UI Health has the only single port surgical robot in Chicago

UI Health is the only hospital with a single port surgical robot in the Chicagoland area. The Da Vinci SP (Single Port) Robotic Platform requires just a single, small incision to perform minimally invasive surgical procedures.

Through one approximately 3-centimeter-long incision, surgeons can deploy up to three instruments as well as a camera at the end of a thin, flexible tube. The robot is being used for a variety of minimally invasive procedures at the hospital but is being used most frequently to surgically treat prostate cancer.

Dr. Simone Crivellaro, assistant professor of urology, with the single port robot.

“The new robot allows us to perform surgeries in an even more minimally invasive way through just a single incision, down from the four small incisions required for robotic-assisted surgery using our traditional surgical robot,” said Dr. Simone Crivellaro, assistant professor of urology at the University of Illinois at Chicago College of Medicine. “The flexible camera also gives us much more freedom and many more angles from which we can view the procedure compared to previous generation robots where the camera was rigid,” said Crivellaro, who uses the new single port robot to perform prostatectomy procedures to treat prostate cancer at UI Health,
the UIC’s academic medical center.

The single port system includes three multi-jointed, wristed instruments and a fully wristed 3D HD camera — a first in a robotic surgical system. The instruments and the camera all emerge through a single tube and provide 360 degrees of anatomical access.

“Smaller and fewer incisions translate to reduced pain, reduced chances for infection, and sometimes faster discharge from the hospital — all good things for our patients,” said Dr. Pier Cristoforo Giulianotti, chief of general, minimally invasive and robotic surgery at UI Health.

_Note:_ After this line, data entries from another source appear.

PR #2038, opened 2022-10-11
Set up head-based sampling

ghost:

This sets up head-based sampling at the otel-collector layer. This allows us to set a percentage of traces to collect. Currently we're defaulting to 100% but we can decrease that as necessary. Long-term, we should split the otel-collectors into agents and a dedicated processing cluster. When we do that we should switch to tail-based sampling so that we can create rules around what to sample

### DIFF
--- a/pulumi/infra/observability_env_vars.py
+++ b/pulumi/infra/observability_env_vars.py
@@ -29,10 +29,10 @@ def get_observability_env_vars() -> str:
 def otel_config(
     lightstep_token: pulumi.Output,
     nomad_endpoint: pulumi.Output | str,
-    lightstep_endpoint: str = "ingest.lightstep.com:443",
+    lightstep_endpoint: str,
     # This is optional because pulumi.config.get_bool returns Optional[bool]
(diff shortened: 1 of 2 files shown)


wimax-grapl (approved):

jgrillo-grapl (approved):

pulumi/infra/observability_env_vars.py
```diff
@@ -32,12 +32,14 @@ def otel_config(
     lightstep_endpoint: str = "ingest.lightstep.com:443",
     # This is optional because pulumi.config.get_bool returns Optional[bool]
     lightstep_is_endpoint_insecure: bool | None = False,
+    trace_sampling_percentage: float | None = 100.0,
```
christophermaier, line 35: Can this be restructured so there's only one default value for this configuration variable in the codebase?

I've had bad experiences in the past playing "default value whack-a-mole" trying to figure out exactly where a given value is coming from, because every place it was used had a fallback.

christophermaier (changes requested):

christophermaier (approved):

Although primarily used for urological and urogenital surgeries, the single port robot also is being used at the hospital for certain standard pediatric surgeries as well as kidney-related procedures and to treat benign conditions.

“Because of the single incision needed, this new robot lends itself particularly well to working with small children and even babies, where we need to maneuver in smaller spaces, and where several small incisions that we needed with traditional robotic surgery, are quite large considering the overall size of these smallest patients,” said Dr. Enrico Benedetti, head of surgery at UI Health.

UI Health is well-known for its expertise in the minimally invasive and robotic surgery field and is a recognized Center of Excellence in Robotic Surgery — the first hospital to earn this recognition in the United States. Surgeons at the hospital have pioneered the use of robotic surgery to open up the possibility for obese patients to receive kidney and pancreas transplants and have more hours of experience using surgical robots than almost any other team worldwide.